The case stems from lawsuits - known as the RNPS Claims - brought against Mattel and Fisher-Price by individuals alleging respiratory injuries linked to long-term exposure to products made over several decades. With claims scattered across different years and jurisdictions, Mattel turned to its excess liability insurers for coverage. The group includes XL Insurance America, Chubb (through ACE entities), National Union Fire Insurance, Great American Assurance, and several others.
In a March 2025 decision, Delaware Superior Court Judge Mary M. Johnston ruled that the RNPS Claims amounted to a single “occurrence” under the policies and must be allocated based on the injury year. The court also found Great American has a duty to defend Mattel for claims tied to 2013.
Several issues were left undecided, including how specific policy provisions might impact coverage. Among them: the “Corridor Retention,” National Union’s PCOH (Products and Completed Operations Hazard) Endorsement, and a Trailing Retention Endorsement that could, depending on its reading, eliminate the duty to defend altogether.
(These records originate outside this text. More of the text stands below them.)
PR #10699, opened 2025-02-19
StoreGateway: Parallelize Object Storage Requests While Building Index Headers

dmwilson-grafana:
#### What this PR does

- Improves the performance of `WriteBinary` by refactoring two sequential calls to object storage to run in parallel. The Store Gateway calls `syncBlocks` on startup and periodically while running (see: `blocks-storage.bucket-store.sync-interval`)  to refresh the bucket index and look for new blocks shipped by ingesters or blocks deleted by retention/ compaction. Part of this sync involves calling `WriteBinary` which updates a local index-header file using pieces of the index in object storage. The requests for these pieces of the index file can be sent in parallel if we write them to the local index-header in the correct order.

- Adds a new benchmark, `WriteBinary_DelayedBucket`, which uses a mock bucket with a built-in delay to simulate calls to remote providers. 

```text
pkg: github.com/grafana/mimir/pkg/storegateway/indexheader
                                            │   old.txt    │               new.txt               │
                                            │    sec/op    │   sec/op     vs base                │
WriteBinary-8                                 9.156m ±  1%   9.994m ± 5%   +9.15% (p=0.000 n=10)
WriteBinary_DelayedBucket/max_delay_10_ms-8   66.72m ±  4%   58.33m ± 4%  -12.57% (p=0.000 n=10)
WriteBinary_DelayedBucket/max_delay_20_ms-8   120.8m ±  8%   105.4m ± 4%  -12.72% (p=0.000 n=10)
WriteBinary_DelayedBucket/max_delay_50_ms-8   285.8m ± 11%   224.3m ± 9%  -21.53% (p=0.000 n=10)
```

#8166

#### Checklist

- [x] Tests updated.
- [ ] Documentation added.

### DIFF
--- a/pkg/storegateway/indexheader/binary_reader.go
+++ b/pkg/storegateway/indexheader/binary_reader.go
@@ -9,7 +9,6 @@ import (
 	"bufio"
 	"context"
 	"encoding/binary"
-	"golang.org/x/sync/errgroup"
 	"hash"
 	"hash/crc32"
 	"io"
@@ -25,6 +24,7 @@ import (
 	"github.com/prometheus/prometheus/tsdb/fileutil"
 	"github.com/prometheus/prometheus/tsdb/index"
 	"github.com/thanos-io/objstore"
+	"golang.org/x/sync/errgroup"
 
 	"github.com/grafana/mimir/pkg/storage/tsdb/block"
 )
--- a/pkg/storegateway/indexheader/binary_reader.go
+++ b/pkg/storegateway/indexheader/binary_reader.go
@@ -100,19 +100,19 @@ func WriteBinary(ctx context.Context, bkt objstore.BucketReader, id ulid.ULID, f
 	var g errgroup.Group
 	var sym, tbl io.ReadCloser
 	g.Go(func() (err error) {
-		sym, err = ir.bkt.GetRange(ir.ctx, ir.path, int64(ir.toc.Symbols), int64(ir.toc.Series-ir.toc.Symbols))
+		sym, err = ir.GetSymbolsReader()
 		if err != nil {
-			return errors.Wrapf(err, "get symbols from object storage of %s", ir.path)
+			return err
 		}
-		return
+		return nil
 	})
 
 	g.Go(func() (err error) {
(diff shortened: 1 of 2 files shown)


pkg/storegateway/indexheader/binary_reader.go
```diff
@@ -93,16 +95,52 @@ func WriteBinary(ctx context.Context, bkt objstore.BucketReader, id ulid.ULID, f
...
+
+	if _, err := io.CopyBuffer(bw.SymbolsWriter(), sym, buf); err != nil {
+		return errors.Wrap(err, "copy posting offsets")
 	}
 
 	if err := bw.f.Flush(); err != nil {
 		return errors.Wrap(err, "flush")
 	}
 
-	if err := ir.CopyPostingsOffsets(bw.PostingOffsetsWriter(), buf); err != nil {
```
56quarters, line 104: `ir.CopyPostingOffsets()` and `ir.CopySymbols()` are unused now, right? They should be modified to accept a reader and then used here. That would allow this new code to follow the same pattern as the original code but keep the requests to object storage in parallel.

56quarters (commented):
Thanks for finding this improvement!

pkg/storegateway/indexheader/binary_reader.go
dmwilson-grafana: Newest commit updates `ir.CopyPostingOffsets()` and `ir.CopySymbols()` to use `io.ReadWriter`, we write into a buffer for each, and then into the `binaryWriter`. Is this what you were thinking?

dmwilson-grafana:
> I'm not 100% convinced this will give us meaningful speedups for larger index headers. The GetRange readers we get buffer only about 64K of data. For for larger index headers where delay actually matters (where downloading the index header is in the seconds/minutes) I think this will perform effectively the same.

You're right. With this change we only get an improvement that's roughly the round-trip time to object storage. The original benchmarks used a 6MB index, when I tested w. a 2.2GB block (see below) we see about the same improvement in ms and almost no improvement in %'age terms. 


```
                                            │ regular.txt  │          parallel.txt          │
                                            │    sec/op    │    sec/op     vs base          │
WriteBinary_DelayedBucket/max_delay_20_ms-8   483.8m ± 53%   470.7m ± 37%  ~ (p=0.853 n=10)
```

Those questions are scheduled for trial.
But Chubb and National Union wanted out sooner. In late June, they asked the court to either allow a partial final judgment or approve an interlocutory appeal. Chubb argued that, based on the court’s earlier findings, its policies - along with those issued by Aspen and American Guarantee - could no longer be triggered by future RNPS claims. Chubb also noted it had already spent more than $100 million defending Mattel and sought to cut its losses.
Judge Johnston denied both requests. In her July 9 order, she wrote that unresolved issues - particularly around the policy endorsements - meant it was too early to certify an appeal. She added that future RNPS claims might still implicate other policy years, depending on when injuries allegedly occurred.
The court also dismissed the financial argument. Simply having spent millions on defense, Johnston wrote, wasn’t enough to meet the standard for early appeal. If financial impact alone were enough, she noted, “there would be partial final judgment entered in virtually every case.”
National Union’s separate request to appeal the court’s decision not to interpret its PCOH Endorsement at the summary judgment stage was rejected as well. The court emphasized that disputes over policy interpretation don’t qualify as “substantial issues” warranting immediate appellate review under Delaware rules.
For now, the case remains in the trial phase, with key coverage and defense issues still open. The court’s ruling serves as a reminder: in high-dollar insurance fights, patience isn’t optional.